Show HN: Orbit – Structured Python control over AI computer use agents
TL;DR
Orbit is an open-source Python framework for structured control over AI computer use agents (CUAs), avoiding black-box behavior.
Key Points
- Each workflow step gets its own model, budget, and typed output via Pydantic, while sharing session context across steps.
- Instead of screenshots, Orbit uses the OS accessibility tree – faster and more reliable than pure vision models.
- Developers can mix cheap and expensive models per step and steer the agent mid-task when it gets stuck.
Nauti's Take
One GitHub star and zero HN comments – this screams 'early proof of concept'. That said, the core idea is sound: anyone serious about CUAs in production pipelines needs exactly this kind of structured layer between natural language and Python logic.

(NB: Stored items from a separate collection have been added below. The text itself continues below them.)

PR #1267, opened 2024-03-06
Show board outliers in calibration info card

mcm001:
Pipes back to photon directly mrcal outliers and optimized board pose. Goes with https://github.com/PhotonVision/mrcal-java/pull/4/ and requires https://github.com/PhotonVision/photonvision/pull/2214

image

image

image

Reprojection error data on main vs this MR, including a fix for "false" (opencv) charuco boards where we weren't ignoring ignored corners:

| Main                                                                                                                               | Main                                        | Matt's MR                                   |
| ---------------------------------------------------------------------------------------------------------------------------------- | ------------------------------------------- | ------------------------------------------- |
| Calibrate3dPipeTest > calibrateTestMatrix(CalibrationDatasets, boolean) > [1] SQUARES_LIFECAM_480, true STANDARD_OUT               | RMS Reprojection Error: 0.38192536506598534 | RMS Reprojection Error: 0.33577593512471376 |
| Calibrate3dPipeTest > calibrateTestMatrix(CalibrationDatasets, boolean) > [2] SQUARES_LIFECAM_480, false STANDARD_OUT              | RMS Reprojection Error: 1.0580504936756594  | RMS Reprojection Error: 1.0580504936756594  |
| Calibrate3dPipeTest > calibrateTestMatrix(CalibrationDatasets, boolean) > [3] SQUARES_LIFECAM_1280, true STANDARD_OUT              | RMS Reprojection Error: 0.8168208100792993  | RMS Reprojection Error: 0.7159327531283418  |
| Calibrate3dPipeTest > calibrateTestMatrix(CalibrationDatasets, boolean) > [4] SQUARES_LIFECAM_1280, false STANDARD_OUT             | RMS Reprojection Error: 2.0494151762764936  | RMS Reprojection Error: 2.0494151762764936  |
| Calibrate3dPipeTest > calibrateTestMatrix(CalibrationDatasets, boolean) > [5] CHARUCO_LIFECAM_480, true STANDARD_OUT               | RMS Reprojection Error: 0.3072208877612695  | RMS Reprojection Error: 0.2975728236616564  |
| Calibrate3dPipeTest > calibrateTestMatrix(CalibrationDatasets, boolean) > [6] CHARUCO_LIFECAM_480, false STANDARD_OUT              | RMS Reprojection Error: 1009.3690116953635  | RMS Reprojection Error: 0.5127304814432004  |
| Calibrate3dPipeTest > calibrateTestMatrix(CalibrationDatasets, boolean) > [7] CHARUCO_LIFECAM_1280, true STANDARD_OUT              | RMS Reprojection Error: 0.5319664503422203  | RMS Reprojection Error: 0.5373510159628804  |
| Calibrate3dPipeTest > calibrateTestMatrix(CalibrationDatasets, boolean) > [8] CHARUCO_LIFECAM_1280, false STANDARD_OUT             | RMS Reprojection Error: 18256.975012936167  | RMS Reprojection Error: 1.0127259170530452  |
| Calibrate3dPipeTest > calibrateTestMatrix(CalibrationDatasets, boolean) > [9] CHARUCO_OLDPATTERN_LIFECAM_480, true STANDARD_OUT    | RMS Reprojection Error: 0.39632201737448564 | RMS Reprojection Error: 0.36835572504426434 |
| Calibrate3dPipeTest > calibrateTestMatrix(CalibrationDatasets, boolean) > [10] CHARUCO_OLDPATTERN_LIFECAM_480, false STANDARD_OUT  | RMS Reprojection Error: 1282.37016241995    | RMS Reprojection Error: 0.822132764305405   |
| Calibrate3dPipeTest > calibrateTestMatrix(CalibrationDatasets, boolean) > [11] CHARUCO_OLDPATTERN_LIFECAM_1280, true STANDARD_OUT  | RMS Reprojection Error: 0.5545049332256538  | RMS Reprojection Error: 0.5568386572683223  |
| Calibrate3dPipeTest > calibrateTestMatrix(CalibrationDatasets, boolean) > [12] CHARUCO_OLDPATTERN_LIFECAM_1280, false STANDARD_OUT | RMS Reprojection Error: 1315.1252803237867  | RMS Reprojection Error: 1.5874786318023275  |

### DIFF
--- a/photon-server/src/main/java/org/photonvision/Main.java
+++ b/photon-server/src/main/java/org/photonvision/Main.java
@@ -250,13 +250,13 @@ public class Main {
         if (Platform.isRK3588()) {
             tryLoadJNI(JNITypes.RKNN_DETECTOR);
         } else {
-            logger.error("Platform does not support RKNN based machine learning!");
+            logger.warn("Platform does not support RKNN based machine learning!");
         }
 
         if (Platform.isQCS6490()) {
             tryLoadJNI(JNITypes.RUBIK_DETECTOR);
         } else {
-            logger.error("Platform does not support Rubik based machine learning!");
+            logger.warn("Platform does not support Rubik based machine learning!");
         }
 
         if (Platform.isWindows() || Platform.isLinux()) {
@@ -276,10 +276,6 @@ public class Main {
         ConfigManager.getInstance().load(); // init config manager
         ConfigManager.getInstance().requestSave();
 
-        logger.debug("Loading HardwareManager...");
-        // Force load the hardware manager
-        HardwareManager.getInstance();
-
         logger.info("Loading ML models...");
         var modelManager = NeuralNetworkModelManager.getInstance();
         modelManager.extractModels();
@@ -292,6 +288,10 @@ public class Main {
         NetworkTablesManager.getInstance()
                 .setConfig(ConfigManager.getInstance().getConfig().getNetworkConfig());
         NetworkTablesManager.getInstance().registerTimedTasks();
+
+        logger.debug("Loading HardwareManager...");
+        // Force load the hardware manager
+        HardwareManager.getInstance();
 
         if (isSmoketest) {
             logger.info("PhotonVision base functionality loaded -- smoketest complete");
--- a/docs/source/docs/hardware/selecting-hardware.md
+++ b/docs/source/docs/hardware/selecting-hardware.md
@@ -88,7 +88,7 @@ Cameras capable of capturing a good image with very short exposures will also he
 
 ### Using Multiple Cameras
 
-Keeping the target(s) in view of the robot often requires more than one camera. PhotonVision has no hardcoded limit on the number of cameras supported. The limit is usually dependant on CPU (can all frames be processed fast enough?) and USB bandwidth (Can all cameras send their images without overwhelming the bus?).
+Keeping the target(s) in view of the robot often requires more than one camera. PhotonVision has no hardcoded limit on the number of cameras supported. The limit is usually dependent on CPU (can all frames be processed fast enough?) and USB bandwidth (Can all cameras send their images without overwhelming the bus?).
 
 Note that cameras are not synchronized together. Frames are captured and processed asynchronously. Robot Code must fuse estimates together. For more information, see {ref}`the programming reference. <docs/programming/index:programming reference>`.
 
--- a/docs/source/docs/quick-start/quick-install.md
+++ b/docs/source/docs/quick-start/quick-install.md
@@ -54,3 +54,32 @@ The Qualcomm Launcher caches files. If you flash multiple times, you may need to
 :::
 
 To flash the Rubik Pi 3 coprocessor, it's necessary to use the [Qualcomm Launcher](https://softwarecenter.qualcomm.com/catalog/item/Qualcomm_Launcher). Upload a custom image by selecting the *Custom* option in the launcher. Choose the downloaded PhotonVision `.tar.xz` file and follow the prompts to complete the installation. It is recommended to skip the *Configure Login* process, as PhotonVision will handle the necessary settings.
+
+### Alternative Flashing Method (advanced users only)
+
+Follow the specific steps listed below from the [Rubik Pi 3 Docs](https://www.thundercomm.com/rubik-pi-3/en/docs/rubik-pi-3-user-manual/1.0.0-u/Troubleshooting/11.1.flash-over-android/).
+
+[Step 1](https://www.thundercomm.com/rubik-pi-3/en/docs/rubik-pi-3-user-manual/1.0.0-u/Troubleshooting/11.1.flash-over-android/#1%EF%B8%8F%E2%83%A3-setup-qdl-tool) should be completed once per computer. [Step 2](https://www.thundercomm.com/rubik-pi-3/en/docs/rubik-pi-3-user-manual/1.0.0-u/Troubleshooting/11.1.flash-over-android/#2%EF%B8%8F%E2%83%A3-ufs-provisioning) and [Step 3](https://www.thundercomm.com/rubik-pi-3/en/docs/rubik-pi-3-user-manual/1.0.0-u/Troubleshooting/11.1.flash-over-android/#3%EF%B8%8F%E2%83%A3-flash-renesas-firmware) should be completed once per Rubik Pi 3.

Choosing the accessibility tree over screenshots is a smart move – less token-heavy, less brittle. The open question is whether Orbit holds up against the chaos of real desktop environments or only shines in controlled demo setups.
Context
Computer use agents are seen as the next evolution in AI automation, but in practice they often fail due to poor controllability. Orbit addresses this directly: instead of handing the entire flow to a model, Python keeps orchestration. The 'mix cheap and expensive models per step' principle has real economic relevance – API costs for CUA workflows can spiral fast.
The accessibility tree approach is also more robust than screenshot-based solutions and holds up better when UIs change.